[Stored data]
####

PR #578, opened 2015-11-24
Add context properties 

rapidoo:
In aim to facilite apache proxy on Azkaban, add a propertie web.context=/azkaban

### DIFF
--- a/azkaban-webserver/src/main/java/azkaban/webapp/AzkabanWebServer.java
+++ b/azkaban-webserver/src/main/java/azkaban/webapp/AzkabanWebServer.java
@@ -760,10 +760,10 @@ public class AzkabanWebServer extends AzkabanServer {
         azkabanSettings.getString("web.resource.dir", DEFAULT_STATIC_DIR);
     logger.info("Setting up web resource dir " + staticDir);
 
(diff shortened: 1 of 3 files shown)


azkaban-webserver/src/main/java/azkaban/webapp/AzkabanWebServer.java
```diff
@@ -759,6 +759,10 @@ public static void main(String[] args) throws Exception {
     String staticDir =
         azkabanSettings.getString("web.resource.dir", DEFAULT_STATIC_DIR);
     logger.info("Setting up web resource dir " + staticDir);
+
+    String contextDir =
+        azkabanSettings.getString("web.context", "/");
```
davidzchen: How about `web.site_root` instead? That might be more descriptive.

rapidoo: Sure, please replace the var and the properties 

Fred

rapidoo:
Sorry I miss to use the var in Context ...

rapidoo:
replace by https://github.com/azkaban/azkaban/pull/579

PR #584, opened 2015-12-07
Fix soloserver start script

juhoautio:
Gets rid of this kind of error:

```
log4j:ERROR setFile(null,true) call failed.
java.io.FileNotFoundException: /azkaban-execserver.log (Permission denied)
```


hluu:
LGTM.

Thanks for submitting this patch.

PR #601, opened 2016-01-25
Extending purge API to support purge with project id

logiclord:


azkaban-webserver/src/main/java/azkaban/webapp/servlet/ProjectManagerServlet.java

####

**Work request**
Copy all lines from the data that hold the word "AzkabanWebServer".

**Answer to this exercise**
--- a/azkaban-webserver/src/main/java/azkaban/webapp/AzkabanWebServer.java
+++ b/azkaban-webserver/src/main/java/azkaban/webapp/AzkabanWebServer.java
@@ -760,10 +760,10 @@ public class AzkabanWebServer extends AzkabanServer {
azkaban-webserver/src/main/java/azkaban/webapp/AzkabanWebServer.java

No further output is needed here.